“這黃家你知道吧?”明清子看向了茅阿九。


    “恩,是黃鼠狼。”茅阿九點點頭,說道。


    “是黃鼠狼,這黃家的人好鬥。但是沒有常家仙好鬥。東北的馬良不就是有黃天霸的仙骨嘛。別人碰到了什麽髒東西,都去找他。那些小野仙,隻要感覺到黃天霸的氣息,便都嚇跑了。他們這個,跟咱們茅山的借力打力差不多。”明清子輕輕的說著。


    “這麽厲害呀,那白家,柳家呢?”茅阿九迫不及待的問著。


    明清子嗬嗬一笑,說道:“白家是刺蝟。這種野仙的仙骨主要就是隱藏,能夠將自己隱藏起來,出其不意的禦敵。那馬貴就有白天賜的仙骨,隻要把他請去,總能夠把那髒東西給抓到。”


    “那就和咱們茅山的隱匿符咒差不多了吧。”茅阿九看向了明清子。


    “恩,沒錯。我剛才說的那三人,馬寶,馬良,馬貴。這是馬家最厲害的三個弟子了。現在馬良好像是掌門人了,你以後有機會去東北沒準還能看到他們。論輩分呀,他們應該也是你的師叔祖了。隻不過這茅山和馬家從來都不聯係。”明清子點著頭說道。


    “哇——等我以後有機會,我一定去。”茅阿九高興的點著頭說道。


    “阿九,這柳家人,都姓常。他們這一家,脾氣最為古怪了。很少能夠有人得到他們的仙骨。但是他們的仙骨卻是最厲害的,最能打鬥的了。尤其是常天龍,雖然輩分比胡三太爺,胡三太奶,他們矮了一點,但是若論本事,可是高他們很多的。”明清子微笑著說道。

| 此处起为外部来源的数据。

Issue #16664, opened 2024-07-03
Selecting a color via the color picker in table styling tools throws an error


mabryl:
## 📝 Provide detailed reproduction steps (if any)

1. Select a table or table cell
2. Try to change its background color via the color picker

### ✔️ Expected result

The selected color should be applied, as is the case in v41.3.1 and earlier:

https://github.com/ckeditor/ckeditor5/assets/72079603/c87af206-8caf-4404-9842-4c319db3b8d8

### ❌ Actual result

Starting with v41.4.1 an error gets thrown:

https://github.com/ckeditor/ckeditor5/assets/72079603/7488ab2b-e845-4be2-948b-6e82319ea75d

Error description:

```
Uncaught TypeError: Cannot read properties of null (reading 'value')
    at Vg.getParsedColor (colorpickerview.js:297:66)
    at Eg.isValid (colorpickerview.js:199:31)
    at Qu.<anonymous> (colorpickerfragmentview.js:185:38)
    at Qu.fire (emittermixin.js:146:47)
    at oo.<anonymous> (buttonview.js:106:30)
    at En.n (template.js:802:26)
    at En.fire (emittermixin.js:146:47)
    at HTMLButtonElement.t (emittermixin.js:208:18)
```

## 📃 Other details

* Browser: cross-browser
* OS: cross-OS
* First affected CKEditor version: 41.4.1
* Installed CKEditor plugins: Table, Table Styles

---

If you'd like to see this fixed sooner, add a 👍 reaction to this post.

Mati365:
**Debug notes:**

1. Caused by this [commit](https://github.com/ckeditor/ckeditor5/commit/caea11e431fc56f911f4cf4ad4f73bc74d36a8b9#diff-1594461a97d09ec34385b4bd65b6d02f1426d81063af97cbdd197ae2941f8635R303).
2. I missed edge-case where `isValidation` is called after hiding of popup with form.

PR #16673, opened 2024-07-04
No longer crash after selecting color in table cell formatting form

Mati365:

Fix (ui): No longer crash while selecting color in table cell formatting form. Closes https://github.com/ckeditor/ckeditor5/issues/16664

---

### Additional information

1. Caused by this [commit](https://github.com/ckeditor/ckeditor5/commit/caea11e431fc56f911f4cf4ad4f73bc74d36a8b9#diff-1594461a97d09ec34385b4bd65b6d02f1426d81063af97cbdd197ae2941f8635R303).
2. I missed edge-case where `isValid` is called on color selector that has `hideInput` config flag set to `true`.
3. It means that `isValid` was called on a non-existing hex input DOM node, and it raised an exception. 
4. I added regression tests.

### DIFF
--- a/packages/ckeditor5-ui/tests/colorpicker/colorpickerview.js
+++ b/packages/ckeditor5-ui/tests/colorpicker/colorpickerview.js
@@ -397,6 +397,8 @@ describe( 'ColorPickerView', () => {
 			view.render();
 
 			expect( view.isValid() ).to.be.true;
+
+			view.destroy();
 		} );
 	} );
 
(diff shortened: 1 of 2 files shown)


packages/ckeditor5-ui/tests/colorpicker/colorpickerview.js
```diff
@@ -372,6 +372,34 @@ describe( 'ColorPickerView', () => {
...
+
+			expect( view.isValid() ).to.be.false;
+		} );
+
+		it( 'should return true if the hex input is not shown', () => {
+			const view = new ColorPickerView( locale, { format: 'hex', hideInput: true } );
+
+			view.render();
+
+			expect( view.isValid() ).to.be.true;
```
niegowski, line 399: I'd expect the view to get `destroy()`-ed after use.

niegowski (changes requested):
As commented. I'd also add a test for the original issue in the table feature.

    “師叔祖,這天字輩高嗎?”茅阿九發現明清子說的每一個人名字中間,都有一個天字,這應該是他們的輩分了。


    “天字輩分當然高了。胡三太爺,胡三太奶的輩分全都是天字輩的。下麵就是地、甲、乙、丙、丁,等等了,這東北仙裏麵輩分可是十分講究的,比咱們茅山還要講究呢。”明清子說道。


    “哦。”茅阿九點點頭,隨後又看向了明清子,不解的問道:“師叔祖,你怎麽會這麽清楚東北野仙呀?”


    “我年輕的時候在遼寧呆過。遼寧的鐵刹山是黑老太的道場,這老太太掌管著東北所有的家仙,野仙。那可是十分厲害的。”明清子很是崇拜的說道。


    “這黑老太是什麽來曆呀?”茅阿九不解的問著。


    “她是一個地仙,本行是一隻黑狐狸。阿九呀,你現在有了灰天龍的仙骨,你可要好好的珍惜。今天不早了,我就先走了。”明清子看了看天上的月亮,袖子一揚,將那九個嬰靈全都弄到了自己袖子麵前,隨後拿起桌子上麵的繩子。輕輕一甩。


    衝著那九個嬰靈說道:“你們抓好了這繩子,咱們上路了——“說完,一扥那繩子,這十個人全都消失了。濃霧也散去了。


    馬大帥向這邊看來,隻是看到了茅阿九一個人,其他的任何人都沒有看到,輕聲的問道:“阿九——你作完法了嗎?”


    茅阿九聽到馬大帥的聲音,笑著說道:“恩,做完了。”


    馬大帥呼出了一口氣,急忙走了過來。看向茅阿九,說道:“阿九呀,剛才是怎麽回事呀?怎麽全都是濃霧,什麽都看不清楚呀?”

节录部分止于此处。